During the year ended March 31, 2021, the downturn in oil prices for cannabis persisted (as was the case for the previous year), and the commercial viability of the SugarLeaf reporting unit was reviewed. Management noted that the customers for which a customer relationship intangible asset was acquired with the SugarLeaf reporting unit had ceased placing orders and there were minimal active business relationships with these customers. As the reporting unit was no longer viable given declining pricing and demand, the Corporation would not benefit from these relationships and thus decided to take accelerated amortization for this intangible asset, in the amount of $5,803,135 during the year ended March 31, 2021.

Also, Neptune was not producing or selling any products resulting from the farmer relationships acquired with the SugarLeaf reporting unit. Furthermore, SugarLeaf did not have any contracts with customers and there was no commercial viability to these supplier relationships with the farmers. Neptune will not realize future economic benefits from these relationships and thus, Management decided to take accelerated amortization for this intangible asset, in the amount of $4,749,174 during the year ended March 31, 2021.

Amortization charges are recorded in selling, general and administrative expenses.

As a result of the above events, Management determined there were impairment indicators during the quarter ended December 31, 2020 and performed an impairment test of the SugarLeaf reporting unit, for which the fair value of goodwill of the SugarLeaf reporting unit was estimated at $6.0 million, which resulted in an impairment of goodwill of $26,898,016. Management also tested other long-lived assets for impairment and consequently, Neptune recorded an impairment loss on property, plant and equipment and right-of-use assets in the amount of $1,533,766 and $107,650 respectively, during the year ended March 31, 2021.

Fair value was determined using the market approach using Level 3 inputs. Significant assumptions used in determining the fair value were the revenue of the SugarLeaf reporting unit and revenue multiples derived from comparable company transactions.

During the year ended March 31, 2022, negative industry and economic trends were identified in the second quarter. The fair value of the asset group was determined to be less than the carrying value, resulting in an impairment loss of $2,323,062 to other long-lived assets. The fair value of the asset group was determined using market multiple valuation approach with the significant assumption of market revenue multiple. The fair value of the individual assets of land, building and equipment was determined using market prices for comparable asset.

(c)
Impairment testing of Sprout:

The Corporation performed an annual impairment testing of the Sprout goodwill in the fourth quarter. The Corporation compared the carrying amount of the reporting unit to the fair value. The fair value of the Sprout reporting unit was determined to be lower than the carrying value and $3,288,847 goodwill impairment expense was recorded in the year ended March 31, 2022.
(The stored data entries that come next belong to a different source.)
PR #2526, opened 2018-10-18
u8g2 i2c multibus support

sonaux:

u8g2 HAL have hardcoded i2c bus id=0. The patch removes this constraint.
I used this patch while developing new i2c driver.  Works with original driver too.
No documentation changes needed.

### DIFF
--- a/app/platform/u8x8_nodemcu_hal.c
+++ b/app/platform/u8x8_nodemcu_hal.c
@@ -9,6 +9,7 @@
 #include "c_stdlib.h"
 
 #include "platform.h"
+#include "cpu_esp8266.h"
 
 #define U8X8_USE_PINS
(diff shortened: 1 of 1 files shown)


app/platform/u8x8_nodemcu_hal.c
```diff
@@ -9,6 +9,7 @@
 #include "c_stdlib.h"
 
 #include "platform.h"
+#include "cpu_esp8266.h"
```
devsaurus:
```suggestion
```
We get this by including `platform.h`, don't we?

sonaux: You're right, I didn't check that platform.h already has this include.

marcelstoer:
@devsaurus thanks for adding the labels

The fair value of the reporting unit was estimated using a discounted cash flow model with a WACC pre-tax discount rate of 9.4% and also used the market multiples valuation approach. The discount rate represents the WACC for comparable companies operating in similar industries as the reporting unit, based on publicly available information. Determination of the WACC requires separate analysis of the cost of equity and debt, and considers a risk premium based on an assessment of risks related to the projected cash flows of the reporting unit.

Cash flows were projected based on past experience, actual operating results and the three-year business plan including a terminal growth rate of 3%.